Try to avoid Pods and implement Deployments instead for managing containers as objects of kind Pod will not be rescheduled (or self healed) in the event of a node failure or pod termination.
A Deployment is generally preferable because it defines a ReplicaSet to ensure that the desired number of Pods is always available and specifies a strategy to replace Pods, such as RollingUpdate.
May be this example will be helpful for beginners !!
1) Listing PODs
controlplane $ kubectl -n my-namespace get pods
NAME READY STATUS RESTARTS AGE
mysql 1/1 Running 0 92s
webapp-mysql-75dfdf859f-9c54j 1/1 Running 0 92s
2) Deleting web-app pode - which is created using deployment
controlplane $ kubectl -n my-namespace delete pod webapp-mysql-75dfdf859f-9c54j
pod "webapp-mysql-75dfdf859f-9c54j" deleted
3) Listing PODs ( You can see, it is recreated automatically)
controlplane $ kubectl -n my-namespace get pods
NAME READY STATUS RESTARTS AGE
mysql 1/1 Running 0 2m42s
webapp-mysql-75dfdf859f-mqrcx 1/1 Running 0 45s
4) Deleting mysql POD whcih is created directly ( with out deployment)
controlplane $ kubectl -n my-namespace delete pod mysql
pod "mysql" deleted
5) Listing PODs ( You can see mysql POD is lost for ever )
controlplane $ kubectl -n my-namespace get pods
NAME READY STATUS RESTARTS AGE
webapp-mysql-75dfdf859f-mqrcx 1/1 Running 0 76s
In kubernetes Pods are the smallest deployable units.

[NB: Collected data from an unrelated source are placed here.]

PR #3895, opened 2015-12-17
Remove unused method mapping cases

Shutnik:


megawac:
I'm = to this, but I kind of like them for consistency

akre54:
Yeah let's leave em in for consistency's sake. I'd argue the alternative would be more confusing.

Shutnik:
@megawac @akre54 This is dead code, there are no exampes and arguments named using magic ball. Why we can't comment that lines for ’consistency‘ and exchlude them from minificated version? Why we can't revert that megre request when real usecases will appear?

jridgewell:
> Why we can't revert that megre request when real usecases will appear?

We won't remember, the de-opt path (`default`) will catch the methods using 2 and 4 parameters.

PR #3896, opened 2015-12-17
remove side effects from isValid

craigmichaelmartin:
A different (and better, and breaking) implementation solving for a subset of https://github.com/jashkenas/backbone/pull/3884 based on @akre54's feedback.


jgonggrijp:
Closing in favor of #3906.

PR #3898, opened 2015-12-18
Add ESLint rule: wrap-iife

captbaritone:
This pull request is a sub-set of #3894.


akre54:
It looks like we can [use the default](http://eslint.org/docs/rules/wrap-iife) of "outside" to keep the current style (which I personally prefer).

captbaritone:
@akre54 Sure. This will bring us away from parity with Underscore. I don't personally have any problem with that, but is worth mentioning. Should we consider switching Underscore to the "outside" style as well to maintain consistency, or is stasis more valuable than consistency?

akre54:
This is the height of bikeshedding so I'd say it's fine to leave it. We can be consistent in other, more important, areas :)

captbaritone:
Quick clarification: The style we are using in the test is actually the "inside" style, not "outside".

jridgewell:
I prefer our style, `(function() {})();`

PR #3899, opened 2015-12-18
Add ESLint rule: no-multi-spaces

captbaritone:
This pull request is a sub-set of #3894.

### DIFF
--- a/test/model.js
+++ b/test/model.js
@@ -163,7 +163,7 @@
     assert.ok(!a.isNew(), "any defined ID is legal, negative or positive");
     a = new Backbone.Model({'foo': 1, 'bar': 2, 'baz': 3, 'id': 0});
     assert.ok(!a.isNew(), "any defined ID is legal, including zero");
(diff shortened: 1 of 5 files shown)


test/model.js
```diff
@@ -163,7 +163,7 @@
     assert.ok(!a.isNew(), "any defined ID is legal, negative or positive");
     a = new Backbone.Model({'foo': 1, 'bar': 2, 'baz': 3, 'id': 0});
     assert.ok(!a.isNew(), "any defined ID is legal, including zero");
-    assert.ok( new Backbone.Model({          }).isNew(), "is true when there is no id");
```
akre54: This is separate from the rest (but a possible good use of this rule...) I'll make the change separately now.

akre54:
I'm not a fan of this change, it's a little too greedy with cases that actually should be permissible. I wonder if ESLint could have a more fine-grained option than this.

test/model.js
captbaritone: :+1:

PR #3906, opened 2015-12-21
kill the `silent` option

craigmichaelmartin:
This does away with the`silent` option in deference to passing flag options for the event callbacks to look at. This is a result of @jashkenas's [feedback](https://github.com/jashkenas/backbone/pull/3884#issuecomment-166115129). In order to reduce boilerplate code, some flags are automatically passed to the callback where the default behavior currently relies on `silent`. I'll update tests if this approaches looks reasonable.

Open to feedback!

### DIFF
--- a/backbone.js
+++ b/backbone.js
@@ -479,7 +479,6 @@
 
       // Extract attributes and options.
       var unset      = options.unset;
-      var silent     = options.silent;
       var changes    = [];
       var changing   = this._changing;
       this._changing = true;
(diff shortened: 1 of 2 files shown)


megawac:
I have mixed feelings about killing this option. It can be useful when numerous [VirtualCollections](https://github.com/p3drosola/Backbone.VirtualCollection) are spawned from some Collection and you don't want to rebuild the indexes of each virtual collection.

I don't think the options replacing `silent` in this pr improve the code or the API

jaapz:
What is especially better about watching for flags in your callbacks instead of just passing the silent option? I don't see why it's inherently better to do it in the proposed new way. This would be quite an API break and I don't see why it would be removed in favor of this other way that as far as I can see is not a major improvement.

What is the rationale behind this change?

craigmichaelmartin:
Thanks for the feedback! @jaapz My thought is that it ensures consistently and without exception that state changes occur, making the system more intuitive and extendable. It also forces component logic to be encapsulated back in the component, doing away with dictating a sweeping assumption for all units. Lastly, though I'm not sure would be valuable, it would allow finer grain hooks (ie, the previously permanent silent events).

This at least has been the gains from my experience. I have found the `silent` option to be a temptatious anti-pattern, that is convenient at the outset, but does not scale well, and neither enhances understanding of my units, compared with more specific flags. (Ironically, the only place I've [wanted](https://github.com/jashkenas/backbone/pull/3884) [it](https://github.com/jashkenas/backbone/pull/3896) is for what sounds like should be a side-effect free `isValid` - but which does not use it, and where I saw how vague `silent` is and un-intuitively respected - not out of bad implementation, but simply that `silent` is too general). This has just been my experience, though, and I'm very open to those more familiar with the event driven paradigm.

@megawac I'm a little confused. The same could still be accomplished, but you're opposed to having to add `if(options && options.silent) return;` to do so?

craigmichaelmartin:
Perhaps a more succinct articulation: models should be unaware of the views, and so should not have the confidence to act exceptionally and not trigger an event. Instead, they can pass along flags describing the event for whoever is out there telling them they probably don't care.

craigmichaelmartin:
Hm, I see this was [done](https://github.com/jashkenas/backbone/pull/2113) by @braddunbar for Model#set and [restored](https://github.com/jashkenas/backbone/commit/fe251a477da230f26c317a5b72905641ece39fef) by @jashkenas soon after. Is there some background on this?

prantlf:
The `silent` option is a part of the 1.x interface. It would break existing applications. Including mine. Read #2113  for more information.

Issue #3857, opened 2015-11-13
Hash is incorrect in safari,if pass path using unicode string to navigate method 


leexiaosi:
In Safari , pass a path using unicode string to `navigate` method  like this

``` js
Backbone.history.navigate('/city/北京',{trigger:true});
```

The hash is incorrect. It output

``` js
location.hash
//> #/city/%17%AC
```

I tracked the code, it caused by `_updateHash` method.

The call stack created by  `History.prototype.navigate` method like this
- navigate
  -  decodeFragment
  - _updateHash

The fragment passed to `_updateHash`,  was decoded by `decodeFragment`, so the hash was incorrect。

I also searched the commit history, the `decodeFragment` added in "1.2.0"

PS: My english is not good, although I am trying to improve

jridgewell:
Seems to be working for me. Can you provide a jsfiddle showing the error?

leexiaosi:
[https://jsfiddle.net/leexiaosi/uyp3o6ek/](https://jsfiddle.net/leexiaosi/uyp3o6ek/)

**notice!!!** : please open in safari.

### the record of safari
![safari](https://cloud.githubusercontent.com/assets/516562/11164567/62f9ddf6-8b2f-11e5-8aa8-631c1aa84422.gif)

### the record of chrome
![chrome](https://cloud.githubusercontent.com/assets/516562/11164583/c66d1b82-8b2f-11e5-9d88-ecba16ae6167.gif)

paulfalgout:
This seems fairly similar to what is described here: https://github.com/jashkenas/backbone/issues/3830

rrott:
Looks like Safari are buggy in the implementation of assignment to window.location.hash =(
北京 in unicode should be %u53**17**%u4E**AC** but not **%17%AC**

I faced the same issue with Ukrainian chars as well:
>[Log] cityName is : їє (index.html, line 35)
>[Log] locationHash is : #city/WT (index.html, line 36)

It affects all non-latin chars

addinig encodeURI() in _updateHash() before assigning a new hash fixes the issue in Safari, but in all other browsers links will look like 
/index.html#city/%E5%8C%97%E4%BA%AC

>location.hash = '#' + encodeURI(fragment);
https://github.com/jashkenas/backbone/blob/master/backbone.js#L1835

I am not sure if it's ok to send such pull requests =(

rrott:
Found a better solution. Will update you once tests are done and green

okovpashko:
[...]

Issue #3830, opened 2015-10-21
History._updateHash with correctly encoded fragment breaks URI in Safari Browser


jirgn:
## FYI
When coding my first Backbone / Marionette Project I run into a strange URI encoding Problem. This means I am far from being a Backbone Professional and maybe I'm getting something wrong.

## Problem Description
I'm having the following route in my Marionette Router, that handles searches with GET style query parameters.

    var Router = Marionette.AppRouter.extend({
        appRoutes: {
            'search(?*query)' : 'search'
        }
    });

When trying to persist my Application State, I need the URL Fragment to be able to handle special Characters like ö,ä,ü correctly. Therefore I encode the Query (e.g. ?loc-city[]=Berlin&loc-cty[]=München) and call

    router.navigate('search?loc-city%5B%5D=M%C3%BCnchen&loc-city%5B%5D=Berlin');
 
This works perfectly in most Browsers. But when testing on Safari, I encountered, that in the navigation routine, the fragment will be decoded and then given to Backbone.History._updateHash, which updates the windows location. At this Point Safari (Desktop and Mobile Version) encodes the given fragment in ISO and the query then will be

    ?loc-city[]=Berlin&loc-city[]=M%FCnchen // notice the %FC which is the url encoded iso char

which cannot be consumed by Javascript/Backbone anymore, and break the Code with an URIError (when calling decodeUriComponent in Backbone.Router._extractParameters).

Because I find not much Information on the Web, I call for your help here, if there's an obvious bug anywhere, or if i got something wrong, please give me a hint. 
I already checked the encoding on all sides, the documents are utf-8, the server delivers the correct encoding as well and the headers also say so.

jridgewell:
@braddunbar, mind taking a look?

jridgewell:
@jirgn: Looked into this today, and I'm not able to replicate. I'll reopen if you can provide a jsfiddle that causes the error.

PR #3909, opened 2015-12-26
fixed Safari related issue with wrong data put to location.hash

rrott:
Fix for the issues https://github.com/jashkenas/backbone/issues/3857  and https://github.com/jashkenas/backbone/issues/3830
I'm not sure if everything was covered by tests previously, but changing the code does not affected old tests.
I've added Safari related test case to make them green when karma runs with safari.
> ./node_modules/.bin/karma start --browsers=Safari

The only problem now is that location.hash in Safari is encoded while in other browsers it is the same as in url. But anyway it works with no errors.
safari

chrome

### DIFF
--- a/backbone.js
+++ b/backbone.js
@@ -1801,7 +1801,7 @@
       // If hash changes haven't been explicitly disabled, update the hash
       // fragment to store history.
       } else if (this._wantsHashChange) {
-        this._updateHash(this.location, fragment, options.replace);
+        this._updateHash(this.location, fragment);
         if (this.iframe && fragment !== this.getHash(this.iframe.contentWindow)) {
           var iWindow = this.iframe.contentWindow;
 
@@ -1813,7 +1813,7 @@
             iWindow.document.close();
           }
 
-          this._updateHash(iWindow.location, fragment, options.replace);
+          this._updateHash(iWindow.location, fragment);
         }
 
       // If you've told us that you explicitly don't want fallback hashchange-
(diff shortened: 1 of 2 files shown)


jridgewell:
@braddunbar: mind reviewing?

rrott:
Can someone please have a look?

jaapz:
Am I right that this PR removes the possibility to choose between replacing and not replacing the current hash?

Because as far as I can see, replace is now always called, which means the user cannot go back in the history anymore. I don't think that is acceptable behavior.

okovpashko:
Have you tried to fail your test? 
Because the [test](https://github.com/jashkenas/backbone/blob/master/test/router.js#L194) for unicode symbols has already been written and it passes in Safari. 
As I figured out window.location is [emulated](https://github.com/jashkenas/backbone/blob/master/test/router.js#L19) by `<a>` HTML element and assigning not URL encoded hash to it is worked correctly.

Flamefork:
I believe this could be fixed by #4025 fix.

Passing not encoded UTF string to `location.hash` is treated by Safari differently from other browsers, but  probably this usage should be avoided anyway. Passing URLEncoded string to `location.hash` and to `Backbone.history.navigate` behaves the same now:

This (changed from the original) test passes using current `master`:
```javascript
  QUnit.test('#2667 - Hashes with unicode in them. Safari related issue', function(assert) {
    assert.expect(2);
    var route = '#' + encodeURIComponent('北їñ');

    location.replace('http://example.com' + route);
    assert.equal(location.hash, route);

    Backbone.history.navigate(route);
    assert.equal(location.hash, route);
  });
```

jridgewell:
> I believe this could be fixed by #4025 fix.


Sweet.

megawac:
@Flamefork want to send a PR with that test case? Thanks

Flamefork:
@megawac I'm just not sure if it's useful: with the `encodeURIComponent` change, the first check is obvious and doesn't check anything in Backbone, and the second one ~duplicates this one: https://github.com/jashkenas/backbone/blob/master/test/router.js#L1071
What do you think?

Every time when we create a kubernetes object like Deployments, replica-sets, statefulsets, daemonsets it creates pod.
As mentioned above deployments create pods based on desired state mentioned in your deployment object. So for example you want 5 replicas of a application, you mentioned replicas: 5 in your deployment manifest. Now deployment controller is responsible to create 5 identical replicas (no less, no more) of given application with all metadata like RBAC policy, networks policy, labels, annotations, health check, resource quotas, taint/tolerations and others and associate with each pods it creates.
There are some cases when you wants to create pod, for example if you are running a test sidecar where you don't need to run application forever, you don't need multiple replicas, and you run application when you wants to execute in that case pod is suitable. For example helm test, which is a pod definition that specifies a container with a given command to run.
I am also a beginner in k8s so correct me if I am wrong.
We know that a pod is created when we create a deployment. What I observed is that if you see the YAML file of the deployment, you can see its kind:deployment. But if you see the YAML file of the pod, you see its kind:pod.